Data shown:
○ ○ ○ ○ ○ ○ ○

PR #2451, opened 2017-08-22
Add support for mount in runtime config

justincormack:
This could be used in LinuxKit now, as there are some examples, eg
https://github.com/linuxkit/linuxkit/blob/master/blueprints/docker-for-mac/base.yml#L33
which are creating containers to do a mount.

Also removed the ad hoc code to generate overlay mounts for writeable containers
with a runtime config which does the same thing.

See https://github.com/moby/tool/pull/145

cheetah

### DIFF
--- a/Makefile
+++ b/Makefile
@@ -21,7 +21,7 @@ endif
 PREFIX?=/usr/local/
 
 MOBY_REPO=https://github.com/moby/tool.git
-MOBY_COMMIT=0d58d332be0afc27be4402301f7c7950bd3ae189
+MOBY_COMMIT=69596e17ddb01fc3d3e75774bffeb760812b2f97
 MOBY_VERSION=0.0
 bin/moby: tmp_moby_bin.tar | bin
 	tar xf $<
--- a/blueprints/docker-for-mac/base.yml
+++ b/blueprints/docker-for-mac/base.yml
@@ -4,7 +4,7 @@ kernel:
   cmdline: "console=ttyS0 page_poison=1"
 init:
   - linuxkit/vpnkit-expose-port:fa4ab4ac78b83fe392e39b861b4114c3bb02d170 # install vpnkit-expose-port and vpnkit-iptables-wrapper on host
-  - linuxkit/init:2122f8b7202b383c1be0a91a02122b0c078ca6ac
+  - linuxkit/init:438d377802498afb3a6ed2a86175ab4beb07a31a
   - linuxkit/runc:a1b564248a0d0b118c11e61db9f84ecf41dd2d2a
   - linuxkit/containerd:8e4aa6c09e9bceee8300a315c23e0333e187f5fa
 onboot:
--- a/examples/aws.yml
+++ b/examples/aws.yml
@@ -2,7 +2,7 @@ kernel:
   image: linuxkit/kernel:4.9.44
   cmdline: "console=ttyS0"
 init:
-  - linuxkit/init:2122f8b7202b383c1be0a91a02122b0c078ca6ac
+  - linuxkit/init:438d377802498afb3a6ed2a86175ab4beb07a31a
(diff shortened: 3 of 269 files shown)


justincormack:
Updated to remove all the code that worked out how to do overlay mounts - this is now specified at build time by the `moby` tool and we just use the specified mounts.

justincormack:
The `moby` code will now share mounts from identical images, so using the same container twice in a system has no space penalty.

justincormack:
Ok this is ready to go other than updating `moby` and the images hashes. So it
- allows `mount` in runtime config
- `moby` uses that to set up the initial mounts needed to run a container (eg overlay)
- the code that needed to know about how `moby` wanted to set that up has gone
- `moby` now uses this to de-duplicate mounts of identical images, telling the runtime to only mount the base image once.

justincormack:
Ok, added updated hashes and a test of the updated tool (not merged yet) to make sure CI passes.

This should decouple the `moby` tool from the LinuxKIt `init` much better now as the actions to do are explicit, so updating should need less synchronisation in future.

Makefile
```diff
@@ -20,8 +20,8 @@ endif
 
 PREFIX?=/usr/local/
 
-MOBY_REPO=https://github.com/moby/tool.git
-MOBY_COMMIT=0d58d332be0afc27be4402301f7c7950bd3ae189
+MOBY_REPO=https://github.com/justin/tool.git
+MOBY_COMMIT=cfa5d273b7d5d45345d4312dfdc5ccf6247cd01e
```
rn: you removed the `WIP` from the title, but this still pulls your version

justincormack: yeah, I hadnt decided what to do. But yes, the last commit is WIP

justincormack:
Ok this is passing with unmerged `moby`

justincormack:
@rn any chance of getting a review? I cant finalize this without merging the `moby` PR which will break anyone using `moby` master without this being merged (which is the decoupling that this PR should address as in future can change them in a less sync fashion)

rn:
I think this looks OK, though I have to admit I don't fully understand the setup

justincormack:
Basically, rather than the service having a fixed idea of how to mount the container rootfs (which is currently either a simple bind mount for a read only container, or an overlay filesystem of a tmpfs for a read write one), the `moby` tool just passes a runtime config saying what to mount before running the container, so it has all the logic; rather than the init code guessing based on the filesystem layout it is explicit in the json.

So a read-only container will get a runtime.json saying:
```
cat /containers/onboot/001-sysctl2/runtime.json 
{
    "mounts": [
        {
            "destination": "/containers/onboot/001-sysctl2/rootfs",
            "source": "/containers/onboot/000-sysctl/rootfs",
            "options": [
                "bind"
            ]
        }
    ],
    "bindNS": {}
}
```

while a read write one will get
```
{
    "mounts": [
        {
            "destination": "/containers/onboot/003-dhcpcd/tmp",
            "type": "tmpfs",
            "source": "tmpfs"
        },
        {
            "destination": "/containers/onboot/003-dhcpcd/tmp",
            "options": [
                "remount",
                "private"
            ]
        },
        {
            "destination": "/containers/onboot/003-dhcpcd/rootfs",
            "type": "overlay",
            "source": "overlay",
            "options": [
                "lowerdir=/containers/onboot/003-dhcpcd/lower",
                "upperdir=/containers/onboot/003-dhcpcd/tmp/upper",
                "workdir=/containers/onboot/003-dhcpcd/tmp/work"
            ]
        }
    ],
    "bindNS": {}
}
```

which is the same sequence of mounts it would have guessed it had to do before.

rn:
OK, that makes sense and this is kinda what I understood from the commits.

justincormack:
ok, rebased and updated to final.

Issue #2322, opened 2017-07-29
4.12 kernel support


rn:
This issue is to track progress on tracking progress on supporting 4.12 now that 4.11 has been EOLed.

First step is get the patches applied. There is a new https://github.com/dcui/linux/commits/decui/msft-4.12.y branch for hyper-v sockets but it does not seem complete, so here is the status of the 4.11 patch queue applied to 4.12:

- 0001-tools-build-Add-test-for-sched_getcpu.patch
  Did not apply cleanly, maybe not needed. Fixed perf compilation

- 0002-vmbus-vmbus_open-reset-onchannel_callback-on-error.patch
  mew version: b20ffd850ad97 at git@github.com:dcui/linux.git

- 0003-vmbus-add-the-matching-tasklet_enable-in-vmbus_close.patch
  Already in as 5116f5e2e05cf("vmbus: re-enable channel tasklet")

- 0004-vmbus-remove-goto-error_clean_msglist-in-vmbus_open
  new version: 981ae0c39f4a0 at git@github.com:dcui/linux.git

- 0005-vmbus-dynamically-enqueue-dequeue-a-channel-on-vmbus.patch
  not in 4.12 and not in
  https://github.com/dcui/linux/commits/decui/msft-4.12.y
  Applies cleanly.

- 0006-hv_sock-implements-Hyper-V-transport-for-Virtual-Soc.patch
  new version: ca99361977429 at git@github.com:dcui/linux.git

- 0007-VMCI-only-try-to-load-on-VMware-hypervisor
  new version: 52d06e92fca7e at git@github.com:dcui/linux.git

- 0008-hv_sock-add-the-support-of-auto-loading.patch
  new version: 6c9b2ebd7fc79 at git@github.com:dcui/linux.git

- 0009-tools-hv_sock-2-simple-test-cases.patch
  drop. This is just test code

- 0010-vmbus-introduce-in-place-packet-iterator.patch
  Already in as f3dd3f4797652("vmbus: introduce in-place packet iterator")

- 0011-hvsock-fix-a-race-in-hvs_stream_dequeue.patch
  new version: f06df7f9be11c9 at git@github.com:dcui/linux.git

- 0012-hvsock-fix-vsock_dequeue-enqueue_accept-race.patch
  new version: 719999b4908874 at git@github.com:dcui/linux.git

- 0013-Drivers-hv-vmbus-Fix-rescind-handling.patch
  not in 4.12 and not in
[...]

PR #2452, opened 2017-08-22
Add initial support for 4.12.x kernels

rn:
Add support for 4.12 kernels.

- The Hyper-V/VMBus patches are taken from 4.11 and from https://github.com/dcui/linux/commits/decui/msft-4.12.y. 
- The kernel config for x86_64 was derived from 4.11 and then updated with latest changes. The arm64 config was done using the 4.9 config and then updated

I have only very lightly tested this (`linuxkit.yaml` on `hyperkit` and `qemu-aarch64`). I specifically have not yet tested the Hyper-V socket implementation and I would suspect potential issue. But nevertheless having initial support for 4.12 should be good enough to include.

wip #2322 

fox


rn:
Forgot to mention, the x86_64 kernels have already been pushed (as needed for CI) and the arm64 kernels are currently being build/pushed

rn:
debug build for 4.12 on arm64 failed. possibly on x86 as well. Will look into it tomorrow

rn:
closing this for now. The 4.4 kernels also don't build on x86. Need to investigate a bit more

PR #2455, opened 2017-08-23
Initial support for 4.12 kernels (and assorted fixes)

rn:
- Fix kernel compilation for debug kernels. Unsurprisingly the sanity check for the kernel config failed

○ ○ ○ ○ ○ ○ ○

Problem requirements:
Each line from the start of the records through the line holding "which are creating containers to do a mount." must be returned exactly; nothing else belongs in the answer.

Your solution:
PR #2451, opened 2017-08-22
Add support for mount in runtime config

justincormack:
This could be used in LinuxKit now, as there are some examples, eg
https://github.com/linuxkit/linuxkit/blob/master/blueprints/docker-for-mac/base.yml#L33
which are creating containers to do a mount.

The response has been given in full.